Discover a Delicious Way to Use Delta Lake! Yummy Delta - #1 Introduction04 Mar 2023
Delta lake is an open source storage framework for building lake house architectures on top of data lakes.
Additionally it brings reliability to data lakes with features like: ACID transactions, scalable metadata handling, schema enforcement, time travel and many more.
Before you will continue reading please watch short introduction:
Delta lake can be used with compute engines like Spark, Flink, Presto, Trino and Hive. It also has API for Scala, Java, Rust , Ruby and Python.
To simplify integrations with delta lake I have built a REST API layer called Yummy Delta.
Which abstracts multiple delta lake tables providing operations like: creating new delta table, writing and querying, but also optimizing and vacuuming. I have coded an overall solution in rust based on the delta-rs project.
Delta lake keeps the data in parquet files which is an open source, column-oriented data file format.
Additionally it writes the metadata in the transaction log, json files containing information about all performed operations.
The transaction log is stored in the delta lake
For example, every data write will create a new parquet file. After data write is done a new transaction log file will be created which finishes the transaction. Update and delete operations will be conducted in a similar way. On the other hand when we read data from delta lake at the first stage transaction files are read and then according to the transaction data appropriate parquet files are loaded.
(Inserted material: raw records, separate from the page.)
PR #1431, opened 2019-08-06
extend linux plugin

matus-mrekaj:


milanlenco:
So far looks good, but it will need couple more things to support resync:
- [Here](https://github.com/ligato/vpp-agent/blob/2b704f9c771e1a1f6256b76b110f372dae08f3b0/plugins/linux/ifplugin/descriptor/interface.go#L339) in Create you will need to configure alias for the interface to mark it as agent-configured and store its logical name to be able to implement the Retrieve function (i.e. function that reads the state of data-plane and returns the actual config, which is then compared with desired config to determine the set of operations to execute to get those two in-sync). For example, for TAPs (which also already exist in Create from the linux plugin point of view) this is done [here](https://github.com/ligato/vpp-agent/blob/master/plugins/linux/ifplugin/descriptor/interface_tap.go#L45-L52). I would suggest alias like: _agentPrefix + "/existing/" + logical-interface-name_
- Delete should then remove the alias, like it is done [here](https://github.com/ligato/vpp-agent/blob/master/plugins/linux/ifplugin/descriptor/interface_tap.go#L133-L142) (it will be probably better to move all the EXISTING-related stuff to interface_existing.go so that the main descriptor file contains only the code shared by all interface types)
- [here](https://github.com/ligato/vpp-agent/blob/master/plugins/linux/ifplugin/descriptor/interface.go#L863) in Retrieve the first if branch should check the alias if there is the "/existing/" substring before checking if it is TAP or VETH, and return it as EXISTING interface (with the name parsed from the alias) if it is the case.

With that the resync should work - to test that you can:
1. start agent and put some configuration into etcd (with EXISTING interface)
2. turn off the agent and change configured EXISTING interface(s) via Linux CLI (e.g. remove/add IP address)
3. (re)start the agent - the first transaction should re-read etcd content and get the network configuration in-sync - i.e. it should revert changes done in 2.

Similarly you can change the desired config in step 2. by changing the etcd content, but keep the network config (actual state) untouched, and then in step 3 the agent should reflect those changes.

matus-mrekaj:
I think the idea of type EXISTING should be just to configure interfaces that already existed before vpp-agent start(interfaces created by something other than the agent) or in the case that the interface is not present yet, configure it later when it is created.
In the case of `resync` it should be handled by the [watcher](https://github.com/ligato/vpp-agent/blob/dev/plugins/linux/ifplugin/descriptor/watcher.go#L109-L124) descriptor, which should take care of this [dependency](https://github.com/ligato/vpp-agent/blob/2b704f9c771e1a1f6256b76b110f372dae08f3b0/plugins/linux/ifplugin/descriptor/interface.go#L666-L671), since we expect the interface to be in the same namespace as the agent. If the interface is not present when the agent starts, then it will wait for the [SB notification](https://github.com/ligato/vpp-agent/blob/dev/plugins/linux/ifplugin/descriptor/watcher.go#L254-L258)

In the case of DHCP-CNF let's say we have a [stub network](https://github.com/contiv/vpp/blob/master/k8s/examples/sfc/cnfs-linux.yaml#L9), and the dhcp server should listen on that interface, the interface must have a ip address assigned,I think In this case the agent should be able to configure the interface.
(I'm not quite sure how the vswitch agent works, or if it can configure the interface)

milanlenco:
The problem we are facing is that with the stub network the vswitch agent will create the interface, but it will not assign any IP address to it. If the agent from DHCP CNF does assign and IP address, but then later the vswitch agent restarts, it would run the resync and remove the IP address (since by the vswitch's NB configuration there should be no IP address) - i.e. I can't figure out how to solve the multiple-agents configuring the same interface scenario.
So my idea was to use a non-stub network with IP addresses (other network types to be implemented into Contiv) and let the vswitch to configure the IP address. The question is though, does dhcp depends only on interface being created, or does IP address already has to be assigned when dhcp server is started? Because this [dependency](https://github.com/ligato/vpp-agent/blob/2b704f9c771e1a1f6256b76b110f372dae08f3b0/plugins/linux/ifplugin/descriptor/interface.go#L666-L671) does not cover interface having an IP address, so we would need to also watch for IP address add/del events into the watcher.

matus-mrekaj:
The dhcp depends on the interface to be up and have an ip address assigned otherwise it will not listen on that interface 
So if we set a config, for example with ETCD, we get this error:
 `2019-07-17 08:28:10.721 WARN  [kea-dhcp4.dhcpsrv/9] DHCPSRV_OPEN_SOCKET_FAIL failed to open socket: the interface tap1 has no usable IPv4 addresses configured
2019-07-17 08:28:10.721 WARN  [kea-dhcp4.dhcpsrv/9] DHCPSRV_NO_SOCKETS_OPEN no interface configured to listen to DHCP traffic`)
So to bypass this error the DHCP-CNF plugin has a dependency that wait until that interface is up and has a ip address assigned something like [this](https://github.com/ligato/vpp-agent/blob/2b704f9c771e1a1f6256b76b110f372dae08f3b0/plugins/linux/l3plugin/descriptor/arp.go#L233-L249)
Otherwise the dhcp-server will not accept the config.

milanlenco:
Regarding vswitch restart - the dependency on the interface would be also lost and regained which would cause the delete+create sequence also for your dhcp object, i.e. the dhcp server would get restarted.

Regarding the resync: I had a talk about the issues and possible solutions with @rastislavszabo. We decided that for now we would go with the solution based on the EXISTING interface type - i.e. the interface would be created by vswitch, but IP address(es) and other parameters would be set by the agent inside CNF. Maybe in the future we would add option to tell the CNF that the IP address will be set by the vswitch and the CNF should just wait for it to appear. For now I would also suggest to disregard the resync-related issues since we do not need to support the restart scenarios for the planned demo. I will therefore merge this PR so that you are no longer blocked by this and can finalize the CNF implementation. In the meantime I hope to find some spare time that I would use to test some ideas that I have on how to approach the resync in multi-agent scenarios.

Thanks to this mechanism the delta lake guarantees ACID transactions.
There are several delta lake integrations and one of them is delta-rs rust library.
Currently in delta-rs implementation we can use multiple storage backends including: Local filesystem, AWS S3, Azure Blob Storage and Azure Deltalake Storage Gen 2 and also Google Cloud Storage.
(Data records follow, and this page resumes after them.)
PR #1437, opened 2019-08-19
Distinguish localclient from other kvdb data sources

milanlenco:
Signed-off-by: Milan Lenco <milenco@cisco.com>

### DIFF
--- a/client/local_client.go
+++ b/client/local_client.go
@@ -24,6 +24,7 @@ import (
 
 	api "github.com/ligato/vpp-agent/api/genericmanager"
 	"github.com/ligato/vpp-agent/pkg/models"
+	orch "github.com/ligato/vpp-agent/plugins/orchestrator"
 )
 
 // LocalClient is global client for direct local access.
@@ -57,7 +58,9 @@ func (c *client) ResyncConfig(items ...proto.Message) error {
 		txn.Put(key, item)
 	}
 
-	return txn.Commit(context.Background())
+	ctx := context.Background()
+	ctx = orch.DataSrcContext(ctx, "localclient")
+	return txn.Commit(ctx)
 }
 
 func (c *client) GetConfig(dsts ...interface{}) error {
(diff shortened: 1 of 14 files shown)


client/local_client.go
```diff
@@ -57,7 +58,12 @@ func (c *client) ResyncConfig(items ...proto.Message) error {
 		txn.Put(key, item)
 	}
 
-	return txn.Commit(context.Background())
+	ctx := context.Background()
+	_, withDataSrc := orch.DataSrcFromContext(ctx)
```
ondrej-fabry: Will this even return `withDataSrc=true` if we use `context.Background()` here?

examples/localclient_with_etcd/main.go
```diff
@@ -0,0 +1,133 @@
...
+
+// Close cleans up the resources.
+func (p *ExamplePlugin) Close() error {
+	return nil
+}
+
+func resyncLocalClient() {
+	fmt.Println("=== RESYNC WITH MEMIF ===")
+
+	/*
```
ondrej-fabry: This needs info comment for users to explain why it's commented out.

Or it could be uncommented and placed in separate function like `resyncLocalClientLegacy`?

examples/localclient_with_etcd/main.go
```diff
@@ -0,0 +1,133 @@
...
+	)
+	if err := a.Run(); err != nil {
+		log.Fatal(err)
+	}
+}
+
+// ExamplePlugin is the main plugin which
+// handles resync and changes in this example.
+type ExamplePlugin struct {
+	KVScheduler  *kvs.Scheduler
```
ondrej-fabry: Do we need to have `KVScheduler` specifically listed, even if it's not used by the `ExamplePlugin`? The orchestrator plugin contains default KVScheduler instance already and is listed already by the `ExamplePlugin`.

client/local_client.go
milanlenco: if condition added by mistake - removed

examples/localclient_with_etcd/main.go
milanlenco: added another function for the legacy client and described briefly in the comments

examples/localclient_with_etcd/main.go
milanlenco: another mistake (the example was copy&pasted from another one which actually does something with the scheduler) - fixed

To be able to manage multiple delta tables on multiple stores I have built Yummy delta server which expose Rest API.
Using API we can: list and create delta tables, inspect delta tables schema, append or override data in delta tables and additional operations like optimize or vacuum.
You can find API reference here: https://www.yummyml.com/delta
Moreover we can query data using Data Fusion sql-s. Query results will be returned as a stream thus we can process it in batches.
You can simply install Yummy delta as a python package:
pip3 install yummy[delta]
Then we need to prepare config file:
stores: - name: local path: "/tmp/delta-test-1/" - name: az path: "az://delta-test-1/"
And you are ready run server using command line:
yummy delta server -h 0.0.0.0 -p 8080 -f config.yaml
Now we are able to perform all operations using the REST API.